2. Configure `models_config.yaml`: set class names, dataset roots, YOLO model variants, and workflow parameters (topics, split ratios, confidence thresholds, etc.).
3. Launch the CLI:
   ```bash
   yolo-dataset-studio
   ```
   Prefer running the installed command. For development you can still invoke `python main.py`.
   The menu adapts to your environment, disabling ROS2 or GUI features when unavailable.

## Interactive CLI at a glance
- **[1] Extract Images from ROS Bag** – Bulk or interactive playback extraction into YOLO-ready folders.
- **[2] Extract Frames from Video** – Use the same interactive selection modes on mp4/avi/mov/mkv files.
- **[3] Launch Integrated Labeling Tool** – Full-screen GUI with review queues, isolation, and class shortcuts.
- **[4] Split Dataset for Training** – Train/val(/test) splits with directory layout selection and `data.yaml` creation.
- **[5] Train a Model (Teacher/Student)** – Executes Ultralytics training using configs, with live progress bars.
- **[6] Auto-label a Dataset with a Teacher** – Runs inference over image pools and writes YOLO-format labels.
- **[7] Merge Datasets** – Combine projects via flatten or structure-preserving strategies.
- **[8] Sample from Dataset** – Build quick subsets by random sampling pairs.
- **[9] Add New Dataset Directory** – Register additional dataset roots on the fly.

## Semi-supervised workflow blueprint
1. Register or create a seed dataset (Options 9 and/or 1/2).
2. Label a high-quality subset manually (Option 3).
3. Split and generate `data.yaml` (Option 4).
4. Train the initial Teacher model (Option 5).
5. Auto-label the remaining pool (Option 6).
6. Review and correct Teacher labels (Option 3 with review mode).
7. Merge refined datasets and retrain Teachers/Students as needed (Options 7 and 5).

## Active learning sampler
`advanced_features/active_learning_sampler.py` scores unlabeled images using your Teacher model and selects a diverse subset for manual labeling.
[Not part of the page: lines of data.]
PR #187, opened 2020-01-31
VQT (Work in Progress)

Lucaman99:
_Discalimer: This pull request is a **work in progress**, more updates have to be made before it should be accepted_

This PR adds a tutorial about simulating the Variational Quantum Thermalizer in Qiskit.

**Changes That Need to Be Made**

- Code blocks need to be broken up more and include more comments about exactly what is going on in each function.
- Sampling simulation needs to be fixed
- Incorporating the sigmoid activation function into the latent space parametrization

If anyone notices anything else that should be changed, other than the things that have already been outlined please leave a comment!


nonhermitian:
What is the difference between this and #403 ?  Can this be closed?

Lucaman99:
@nonhermitian It's not the same thing as #403, but this Notebook isn't really working as I would like it yet, so you can close it for now, and if I get it to work I'll re-open it 🙂

PR #200, opened 2020-02-09
Add default meas pulse

zachschoenfeld33:
## What Changes Were Made?
Default measurement pulse included, pulled from instruction schedule map. Advantage is that this pulse is calibrated frequently, whereas the hardcoded measurement pulse can quickly fall out of date. 

Also fixed a minor issue in how the plots were displayed in Jupyter notebook (remove `%config InlineBackend.figure_format = 'svg' # Makes the images look nice` and instead only use `%matplotlib inline`.

## How Was This Tested?
Ran through full notebook and verified plots generated correctly and with reasonable frequency, Rabi, T1, T2, etc results.


aasfaw:
This is nice. Thanks for updating, @zachschoenfeld33!

PR #210, opened 2020-02-19
no padding, when code is used in a pre (non-inline code blocks)

### LINKED ISSUE #207: Misaligned lines in 1.2
In the [website rendering of 1.2](https://qiskit.org/textbook/ch-states/atoms-computation.html) we see lines that look like

Screenshot 2020-02-19 at 09 59 41

Here the 3 should be directly above the 4, etc, but there is effectively an additional space on the top line.

schwarmco:

Fixes #207 

There is a 4px-padding on `<code>`-tags, which is perfectly fine, when used inline, like here:

image

But fails badly, when used in a multiline block. Because then, the first line (and only the first one) gets intended by 4px, like here:

image

## What Changes Were Made?

I fixed it by applying "padding: 0px;" to `<code>`-tags that are direct childs of `<pre>`-tags, which seems to be always the case, when using multilines.

## How Was This Tested?

I checked all occurances (inline and multiline) and it looks good to me. 

Another approach i tried was to remove the padding completely, but it gets a too little tight on inline-tags then.

### DIFF
--- a/_sass/components/_components.textbook__page.scss
+++ b/_sass/components/_components.textbook__page.scss
@@ -115,6 +115,10 @@ code {
   @include inuit-font-size(14px);
 }
 
+pre > code {
+    padding: 0px;
+}
+
 pre.highlight code {
   display: block;
 }


aasfaw:
Thanks @schwarmco -- this is great

PR #221, opened 2020-02-24
Qutrit chapter: remove anharmonicity derivation

zachschoenfeld33:
## What Changes Were Made?
Removed line on deriving the anharmonicity from the Hamiltonian because the math was not correct. The proper way to do this is via perturbation theory (which isn't too challenging, but I don't think it's that important so I removed these lines completely).

## How Was This Tested?
Nothing changed from prior version, which was tested on `ibmq_armonk` system.


aasfaw:
Yeah shouldn't be too bad to fix, will merge this for now

PR #231, opened 2020-02-28
replaced deprecated `channels_to_plot` to `channels` in calls to pulse.Schedule.draw()

warrenalphonso:
In schedule.py in qiskit-terra, the `channels_to_plot` parameter for the draw() function has been deprecated in favor of `channels`.

## What Changes Were Made?
Replaced all `channels_to_plot` with `channels`

## How Was This Tested?
Nothing was functionally changed so I don't think tests are necessary; I wasn't sure if rerunning the cells was okay since it would change some of the matplotlib graphics with slightly different data. I got the same output when running my own code in a different repo when reading through the textbook.


frankharkins:
thank you!

PR #109, opened 2021-06-04
Split fuzzer builds to "asanfuzz" and "msanfuzz".

deymo:
The new ci.sh commands "asanfuzz" and "msanfuzz" are like "asan" and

Example:
```bash
python advanced_features/active_learning_sampler.py \
  --source path/to/unlabeled_images \
  --weights path/to/teacher_model.pt \
  --workdir path/to/workspace \
  --size 100
```
Outputs are stored under `selected_for_labeling/` inside the workspace directory.

## Configuration tips
- `model_configurations` groups Teacher/Student settings, including separate hyperparameters per model variant.
- `workflow_parameters` cover ROS topics, output formats, auto-label thresholds, and split ratios.
- Keep dataset paths absolute to avoid confusion when launching from different shells.

## Outputs and artifacts
- Datasets you create or import live under `datasets/` (or any paths you register).
- YOLO training runs follow the Ultralytics convention in `runs/train/<role>/<run_name>/` with metrics and checkpoints.
- Auto-labeling writes directly next to the source images, respecting `images/` → `labels/` folder patterns.

## Development notes
- Install in editable mode with optional extras when developing:
  ```bash
  pip install -e .[dev,ros2bag]
  ```
- Run the lightweight smoke tests:
  ```bash
  pytest
  ```
- Example automation script lives in `examples/quickstart.py` for bootstrapping demos.
- To publish releases from CI, add a `PYPI_TOKEN` secret (an API token from PyPI) and draft a GitHub release; the workflow uploads artifacts automatically.